My “art”: there was very much a part of my life which was very simple and poor (I know not by Chinese standards, but by Western standards) and also very stimulating but hermetic and quiet—due to the lack of communication. So I read a lot, thought a lot, watched a lot of movies, and noticed all the little details around me — the packages, the colors, textures, the sounds and smells — and I think and hope that these drawings and photos reflect that accurately. In some way, the drawings were a way of dealing with an alienating and often confusing environment, trying to capture it somehow, just what was around, for all to see — that’s what interested me there. Also they are very meditative — spending two or 4 hours doing this tiny drawing of a cigarette pack, trying to get every detail just right. With the photos – again – it was the “real” that interested me. China attracted me for many reasons, and one was that though there was even more hype and bad art and nouveau riche tawdriness going on in Beijing when I was there than in New York (“artists” driving Ferraris, etc), there is a very, very “real” side of China that I felt connected to: the normal people, the person on the street. Which is kind of ridiculous because I don’t speak the language and I’m a total outsider, but I felt a connection, or maybe better yet an appreciation, for the little things in life, done simply, or ingeniously, without a lot of money. The knife grinder, the trash hauling guys, the fruit sellers, the people on the bus. Just going about daily life, but with a sort of weird mass “artfulness.” The art of life. Just these little things that might seem completely normal if you are Chinese but to me were really intriguing and often totally mystifying and a bit “off”. On some basic level the photos are about that —the colors and textures that were foreign and unfamiliar to my eyes— daily life in three dimensions represented through photographs.
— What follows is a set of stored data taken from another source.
Issue #549, opened 2020-04-02
Add date range selector for schedule exceptions in Editor


landonreed:
Currently when creating a schedule exception in the GTFS Editor, if the exception is intended to last for an extended period, each date must be added individually, which can be very tedious for any exception lasting over a week. We should replace the individual dates with a range selector (perhaps https://www.npmjs.com/package/react-date-range?).

![image](https://user-images.githubusercontent.com/2370911/78256616-c6731980-74c6-11ea-90bf-eecdaf0ed4b8.png)

binh-dam-ibigroup:
Closed by #828.

PR #828, opened 2022-07-26
Add exception ranges

philip-cline:
### Checklist

### Description

This PR aims to implement #549, adding a range selector to the schedule exception form so that a series of dates can be easily entered. Current behaviour includes some awkward merging or dropping of dates if they are included in an existing range, which could be jarring to a user. It is intended to alert the user to these behaviours with `toast` popups in a future PR


lib/common/util/exceptions.js
```diff
@@ -0,0 +1,130 @@
...
+  else return false
+}
+
+function previousDateIsConsecutive (prev: ?string, currentDate: moment): boolean {
+  if (!prev) return false
+  const prevDate = moment(prev)
+
+  if (prev && currentDate.diff(prevDate, 'days') === 1) return true
+  else return false
+}
```
miles-grant-ibigroup: This method is identical to `datesAreConsecutive` and can probably be removed

lib/common/util/exceptions.js
```diff
@@ -0,0 +1,130 @@
...
+      continue
+    }
+    datesToRemove.push(startRange.format('YYYYMMDD'))
+    startRange.add(1, 'days')
+  }
+  dates = (dates.filter(date => !datesToRemove.some(el => el === date)): Array<string>)
+  return dates
+}
+
+function datesAreConsecutive (next: ?string, currentDate: moment): boolean {
```
miles-grant-ibigroup: Based on how this is used, this method can probably use [rest parameters](https://developer.mozilla.org/en-US/docs/Web/JavaScript/Reference/Functions/rest_parameters) as well as recursion to determine if a series of dates are consecutive.

lib/editor/components/ExceptionDate.js
```diff
@@ -46,31 +93,72 @@ export default class ExceptionDate extends Component<Props> {
     const {date, index, isNotValid} = this.props
     const dateTimeProps = {
       mode: 'date',
-      dateTime: date ? +moment(date) : +moment(),
+      dateTime: date ? +moment(date) : undefined,
```
miles-grant-ibigroup, line 95: Can probably be shortened to `date && +moment(date)`? Unless the library doesn't like `false`

lib/editor/components/ExceptionDate.js
```diff
@@ -46,31 +93,72 @@ export default class ExceptionDate extends Component<Props> {
...
+        </div>
+
+        <Button
+          disabled={!date}
+          onClick={this._addRange}
+          size='sm'
+          style={{
+            height: '100%',
+            textAlign: 'center',
+            gridColumn: '7 / span 5',
```
miles-grant-ibigroup: nitpick: you can probably write `12` instead of `span 5`

lib/editor/components/ExceptionDate.js
```diff
@@ -46,31 +93,72 @@ export default class ExceptionDate extends Component<Props> {
...
+            lineHeight: 0,
+            fontSize: 'x-small',
+            padding: '4px 4px',
```
miles-grant-ibigroup: can be shortened to `4`

lib/editor/components/ExceptionDateRange.js
```diff
@@ -0,0 +1,175 @@
...
+      (isStartDate && startDate === newRangeBoundary.format('YYYYMMDD')) ||
+      (!isStartDate && endDate === newRangeBoundary.format('YYYYMMDD'))
+    ) {
+      return
+    } else if (
+      (isStartDate && newRangeBoundary.diff(endMoment) > 0) ||
+      (!isStartDate && newRangeBoundary.diff(startMoment) < 0)
+    ) {
+      return
+    }
```
miles-grant-ibigroup: Might be cleaner to combine these into one large if block?

lib/editor/components/ExceptionDateRange.js
```diff
@@ -0,0 +1,175 @@
...
+
+    // Filter out new dates (0s), add them back in later to preserve new dates in final array
+    const newDates = activeEntity.dates.filter(date => typeof date === 'number')
+    // $FlowFixMe Flow does not recognize filtering on typeof
+    let dates = ((activeEntity.dates.filter(date => typeof date === 'string') || []): Array<string>)
```
miles-grant-ibigroup: Why does `dates` have the `|| []` hack but `newDates` doesn't?

lib/editor/components/ExceptionDateRange.js
```diff
@@ -0,0 +1,175 @@
...
+      dates = rangeExtended
+        ? addRangeOfDates(newRangeBoundary, startMoment, dates, true, false)
+        : removeRangeOfDates(startMoment, newRangeBoundary, dates, true, false)
+    } else {
+      const rangeExtended = newRangeBoundary.diff(endMoment) > 0
+      dates = rangeExtended
+        ? addRangeOfDates(endMoment, newRangeBoundary, dates, false, true)
+        : removeRangeOfDates(newRangeBoundary, endMoment, dates, false, true)
+    }
+
```
miles-grant-ibigroup: I would move the complexity of handling this to the utils file. This would also make the arg list cleaner

lib/editor/components/ExceptionDateRange.js
```diff
@@ -0,0 +1,175 @@
...
+    updateActiveGtfsEntity({
+      component: activeComponent,
+      entity: activeEntity,
+      props: {dates: [...dates, ...newDates]}
+    })
+  }
+
+  render () {
+    const {range, index, isNotValid} = this.props
```
miles-grant-ibigroup: nitpick: can we rename this to `isInvalid` (or flip its value to `isValid`)? Otherwise the double negation gets confusing

lib/editor/components/ScheduleExceptionForm.js
```diff
@@ -84,6 +87,28 @@ export default class ScheduleExceptionForm extends Component<Props> {
...
+    const newDates = dates.reduce((acc, cur, curIndex) => {
+      if (typeof cur === 'number') acc.push({date: 0, index: curIndex})
+      return acc
+    }, [])
+
+    dates = filterOutNewDates(dates)
+    dates.sort((a, b) => moment(a).diff(moment(b)))
+
+    // $FlowFixMe Flow does not understand proper typing for array#reduce
+    const {ranges, dates: parsedDates} = dates.reduce(createDateRangesFromDates, {ranges: [], dates: []})
```
miles-grant-ibigroup: I understand the desire to make things cleaner by breaking the process up into steps, but I think this would be cleaner as a single reducer -- the steps can be split up inside that reducer

lib/editor/components/ScheduleExceptionForm.js
```diff
@@ -100,6 +125,12 @@ export default class ScheduleExceptionForm extends Component<Props> {
     ? 'error'
     : undefined
 
+  _checkRangeValidation = (startIndex: number, endIndex: number) => {
+    // Rather than loop through indices, create an array of indices to consolide checks
```
miles-grant-ibigroup: Typo?
```suggestion
    // Rather than loop through indices, create an array of indices to consolidate checks
```

lib/editor/components/ScheduleExceptionForm.js
```diff
@@ -100,6 +125,12 @@ export default class ScheduleExceptionForm extends Component<Props> {
...
+    const rangeIndices = Array.from({length: endIndex - startIndex + 1}, (el, index) => startIndex + index)
+    return rangeIndices.some(index => Boolean(this._checkValidation(`dates-${index}`)))
```
miles-grant-ibigroup: I see what you're trying to do here, but this is just as many passes over the array as just doing a for loop! I do love functional programming though so this has my blessing

lib/editor/components/ScheduleExceptionForm.js
```diff
@@ -197,18 +231,26 @@ export default class ScheduleExceptionForm extends Component<Props> {
...
-                  index={index}
-                  key={index}
-                  date={date}
-                  // Exception dates expects a boolean
-                  isNotValid={Boolean(this._checkValidation(`dates-${index}`))}
-                  {...this.props}
-                />
-              ))
-              : <div>No dates specified</div>
+            {ranges && ranges.length !== 0 && ranges.map((range, index) => (
```
miles-grant-ibigroup: You shouldn't need this length check -- mapping an empty array should return nothing

lib/editor/components/ScheduleExceptionForm.js
```diff
@@ -197,18 +231,26 @@ export default class ScheduleExceptionForm extends Component<Props> {
...
+              <ExceptionDateRange
+                index={index}
+                key={index}
+                range={range}
+                isNotValid={this._checkRangeValidation(range.startIndex, range.endIndex)}
+                {...this.props}
+              />
+            ))}
+            {parsedDates && parsedDates.length !== 0 && parsedDates.map((date, index) => (
```
miles-grant-ibigroup: Same as above with the length check

lib/types/index.js
```diff
@@ -826,7 +826,7 @@ export type ReactSelectOptions = Array<ReactSelectOption>
 export type ScheduleException = {|
   added_service: ?Array<string>,
   custom_schedule: ?Array<string>,
-  dates: Array<string>,
+  dates: Array<string | 0>,
```
miles-grant-ibigroup: You should add a comment here about why this is happening and also perhaps extract `string | 0` to a new type

lib/common/util/exceptions.js
```diff
@@ -0,0 +1,130 @@
...
+// Method to filter out new dates (0's) so that flow is happy
+// We have to use a reducer to keep flow happy.
+export function filterOutNewDates (dates: Array<string | 0>): Array<string> {
+  const outputDates: Array<string> = []
+  const filter = (acc, current) => {
+    typeof current === 'string' && acc.push(current)
+    return acc
+  }
+  dates.reduce(filter, outputDates)
+  return outputDates
```
miles-grant-ibigroup: Couldn't this entire method just be one `filter` call?

miles-grant-ibigroup: Am I missing something or would this work? 
```js
return dates.filter(date => typeof date === 'string')
```

lib/common/util/exceptions.js
```diff
@@ -0,0 +1,130 @@
...
+}
+
+/**
+ * This method adds a range of dates from startRange to endRange to the dates array, inclusively according to startInclusive
+ * and endInclusive.
+ */
+export function addRangeOfDates (
+  startRange: moment,
```
miles-grant-ibigroup: Is `moment` a valid flow type?

lib/common/util/exceptions.js
```diff
@@ -0,0 +1,130 @@
...
+  }
+  dates.reduce(filter, outputDates)
+  return outputDates
+}
+
+/**
+ * This method adds a range of dates from startRange to endRange to the dates array, inclusively according to startInclusive
+ * and endInclusive.
+ */
+export function addRangeOfDates (
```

Portland, OR-based MK Guth holds an MFA in Studio Art from New York University. A multidisciplinary artist, Guth’s work has been exhibited internationally, at numerous museums, galleries and festivals including: Portland Art Museum: APEX, Portland, OR; The 2008 Biennial Exhibition, Whitney Museum of American Art, New York, NY; Yerba Buena Center for the Arts, San Francisco, CA; The Melbourne International Arts Festival, Australia; Nottdance Festival, England; A Gentil Carioca Gallery, Rio de Janeiro, Brazil; Portland Institute for Contemporary Art, Portland, OR; Swiss Institute, New York, NY; Betty Moody Gallery, Houston, TX; White Box Annex, New York, NY; White Columns, New York, NY; Artists Space, New York, NY; Side Street Projects, Los Angeles, CA; Frye Museum, Seattle, WA; and Consolidated Works, Seattle, WA. Guth is a founding member of the RED SHOE DELIVERY SERVICE, an on-going collaborative performance project. In 1997, Guth was a recipient of the Betty Bowen Fellowship Award from the Seattle Art Museum. MK Guth is represented internationally by the Elizabeth Leach Gallery, Portland, OR.

New York based artist Jocko Weyland (B. 1967, Helsinki) is also a writer, curator, editor, and skateboarder. The author of The Answer is Never (Grove, 2002) and various articles and stories published in Thrasher, The New York Times, Cabinet, Vice and Apartamento, amongst others, he is the founder of Elk Gallery and Elk magazine. Jocko Weyland is represented by KS Art, New York, NY.

Special thanks to Kerry Schuss.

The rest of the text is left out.